TASK ITEM: Scan the records for the string "need"; copy each line where it occurs.

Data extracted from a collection
"""

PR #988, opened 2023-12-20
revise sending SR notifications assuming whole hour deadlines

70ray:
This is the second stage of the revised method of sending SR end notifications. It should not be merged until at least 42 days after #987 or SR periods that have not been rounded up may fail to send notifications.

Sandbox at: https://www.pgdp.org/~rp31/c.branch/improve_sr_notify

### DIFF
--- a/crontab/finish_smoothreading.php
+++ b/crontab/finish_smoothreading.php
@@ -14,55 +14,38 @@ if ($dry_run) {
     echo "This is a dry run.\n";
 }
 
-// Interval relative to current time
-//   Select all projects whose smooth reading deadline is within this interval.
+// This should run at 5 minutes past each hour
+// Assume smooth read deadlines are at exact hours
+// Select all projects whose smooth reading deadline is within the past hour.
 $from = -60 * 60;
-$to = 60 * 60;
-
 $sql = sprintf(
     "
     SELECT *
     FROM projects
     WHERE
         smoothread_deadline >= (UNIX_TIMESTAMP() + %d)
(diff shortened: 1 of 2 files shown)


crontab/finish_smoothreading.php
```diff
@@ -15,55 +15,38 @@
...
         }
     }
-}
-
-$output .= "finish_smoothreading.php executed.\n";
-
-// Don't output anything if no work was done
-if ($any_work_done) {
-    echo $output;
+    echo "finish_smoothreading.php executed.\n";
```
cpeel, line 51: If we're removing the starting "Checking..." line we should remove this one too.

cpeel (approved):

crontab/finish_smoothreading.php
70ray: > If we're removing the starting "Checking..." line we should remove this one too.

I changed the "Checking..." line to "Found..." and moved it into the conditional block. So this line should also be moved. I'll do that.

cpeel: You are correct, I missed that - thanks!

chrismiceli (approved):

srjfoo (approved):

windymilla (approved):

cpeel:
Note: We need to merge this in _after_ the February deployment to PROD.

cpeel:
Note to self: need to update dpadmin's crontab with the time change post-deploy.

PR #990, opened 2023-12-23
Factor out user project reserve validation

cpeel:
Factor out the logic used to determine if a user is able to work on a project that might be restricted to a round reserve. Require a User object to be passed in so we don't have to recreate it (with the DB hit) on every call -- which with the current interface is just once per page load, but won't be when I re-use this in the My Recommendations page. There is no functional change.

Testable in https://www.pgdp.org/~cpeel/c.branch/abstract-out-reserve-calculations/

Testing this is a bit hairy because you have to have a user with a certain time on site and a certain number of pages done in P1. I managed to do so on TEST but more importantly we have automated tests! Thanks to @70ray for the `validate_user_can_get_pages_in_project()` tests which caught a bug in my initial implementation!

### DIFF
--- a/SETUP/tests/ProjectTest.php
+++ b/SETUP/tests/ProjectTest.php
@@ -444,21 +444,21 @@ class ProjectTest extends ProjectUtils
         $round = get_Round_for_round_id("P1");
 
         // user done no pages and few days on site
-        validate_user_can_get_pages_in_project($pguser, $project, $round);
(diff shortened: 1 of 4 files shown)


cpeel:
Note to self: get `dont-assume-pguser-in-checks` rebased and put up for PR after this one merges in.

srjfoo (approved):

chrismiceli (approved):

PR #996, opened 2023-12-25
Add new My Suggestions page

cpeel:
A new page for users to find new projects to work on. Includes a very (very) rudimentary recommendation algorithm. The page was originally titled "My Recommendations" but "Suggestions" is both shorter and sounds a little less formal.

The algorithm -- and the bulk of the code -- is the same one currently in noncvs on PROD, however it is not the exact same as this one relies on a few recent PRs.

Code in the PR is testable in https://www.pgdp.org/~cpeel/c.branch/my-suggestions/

"""

WRITTEN RESPONSE:
Note: We need to merge this in _after_ the February deployment to PROD.
Note to self: need to update dpadmin's crontab with the time change post-deploy.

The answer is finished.